### ACTIVITY
From the entries, filter out every line that lacks "Internet" and copy the rest.

[Items from a data source]
·····
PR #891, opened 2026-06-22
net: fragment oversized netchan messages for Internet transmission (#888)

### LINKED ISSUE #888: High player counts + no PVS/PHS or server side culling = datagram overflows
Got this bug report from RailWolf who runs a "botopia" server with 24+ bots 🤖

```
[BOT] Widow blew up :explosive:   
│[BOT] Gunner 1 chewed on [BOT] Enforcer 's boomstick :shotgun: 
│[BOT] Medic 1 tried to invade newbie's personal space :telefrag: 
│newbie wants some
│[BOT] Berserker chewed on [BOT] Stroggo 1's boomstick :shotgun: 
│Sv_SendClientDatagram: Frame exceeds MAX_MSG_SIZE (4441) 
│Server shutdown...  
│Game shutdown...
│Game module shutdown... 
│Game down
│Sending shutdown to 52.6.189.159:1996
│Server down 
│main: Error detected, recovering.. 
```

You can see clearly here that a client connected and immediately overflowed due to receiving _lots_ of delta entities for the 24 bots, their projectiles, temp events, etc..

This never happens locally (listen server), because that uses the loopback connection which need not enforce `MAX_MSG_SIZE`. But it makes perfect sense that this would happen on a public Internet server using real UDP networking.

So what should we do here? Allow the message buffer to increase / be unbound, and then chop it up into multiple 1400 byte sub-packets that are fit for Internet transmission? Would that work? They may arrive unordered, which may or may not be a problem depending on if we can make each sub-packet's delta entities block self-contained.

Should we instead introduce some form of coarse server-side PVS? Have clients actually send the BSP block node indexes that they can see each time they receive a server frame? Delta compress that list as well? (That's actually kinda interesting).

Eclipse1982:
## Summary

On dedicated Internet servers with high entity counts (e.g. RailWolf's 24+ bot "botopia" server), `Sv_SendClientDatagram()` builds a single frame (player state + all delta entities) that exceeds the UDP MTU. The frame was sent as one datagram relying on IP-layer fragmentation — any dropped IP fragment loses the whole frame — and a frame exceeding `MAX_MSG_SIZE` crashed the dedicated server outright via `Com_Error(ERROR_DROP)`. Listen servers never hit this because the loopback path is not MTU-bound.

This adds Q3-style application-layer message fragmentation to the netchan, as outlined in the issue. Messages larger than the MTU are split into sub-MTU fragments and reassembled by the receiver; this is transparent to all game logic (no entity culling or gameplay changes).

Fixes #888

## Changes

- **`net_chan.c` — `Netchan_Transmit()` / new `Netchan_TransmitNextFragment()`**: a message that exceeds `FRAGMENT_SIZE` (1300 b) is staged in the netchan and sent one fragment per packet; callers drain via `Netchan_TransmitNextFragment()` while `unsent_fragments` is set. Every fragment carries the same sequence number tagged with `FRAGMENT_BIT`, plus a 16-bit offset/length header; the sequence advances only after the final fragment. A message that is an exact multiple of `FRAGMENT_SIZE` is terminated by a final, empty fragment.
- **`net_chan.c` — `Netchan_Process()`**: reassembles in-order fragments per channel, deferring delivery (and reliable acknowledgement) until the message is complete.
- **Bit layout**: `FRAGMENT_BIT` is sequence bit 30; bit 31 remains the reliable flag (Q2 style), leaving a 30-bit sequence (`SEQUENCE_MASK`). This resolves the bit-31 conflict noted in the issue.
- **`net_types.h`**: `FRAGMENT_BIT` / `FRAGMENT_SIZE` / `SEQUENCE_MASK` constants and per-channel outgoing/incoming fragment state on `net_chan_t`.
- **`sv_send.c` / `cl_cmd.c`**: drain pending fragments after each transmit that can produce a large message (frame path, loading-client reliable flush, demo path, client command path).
·····
### RESULT FOR THIS EXERCISE
net: fragment oversized netchan messages for Internet transmission (#888)
This never happens locally (listen server), because that uses the loopback connection which need not enforce `MAX_MSG_SIZE`. But it makes perfect sense that this would happen on a public Internet server using real UDP networking.
So what should we do here? Allow the message buffer to increase / be unbound, and then chop it up into multiple 1400 byte sub-packets that are fit for Internet transmission? Would that work? They may arrive unordered, which may or may not be a problem depending on if we can make each sub-packet's delta entities block self-contained.
On dedicated Internet servers with high entity counts (e.g. RailWolf's 24+ bot "botopia" server), `Sv_SendClientDatagram()` builds a single frame (player state + all delta entities) that exceeds the UDP MTU. The frame was sent as one datagram relying on IP-layer fragmentation — any dropped IP fragment loses the whole frame — and a frame exceeding `MAX_MSG_SIZE` crashed the dedicated server outright via `Com_Error(ERROR_DROP)`. Listen servers never hit this because the loopback path is not MTU-bound.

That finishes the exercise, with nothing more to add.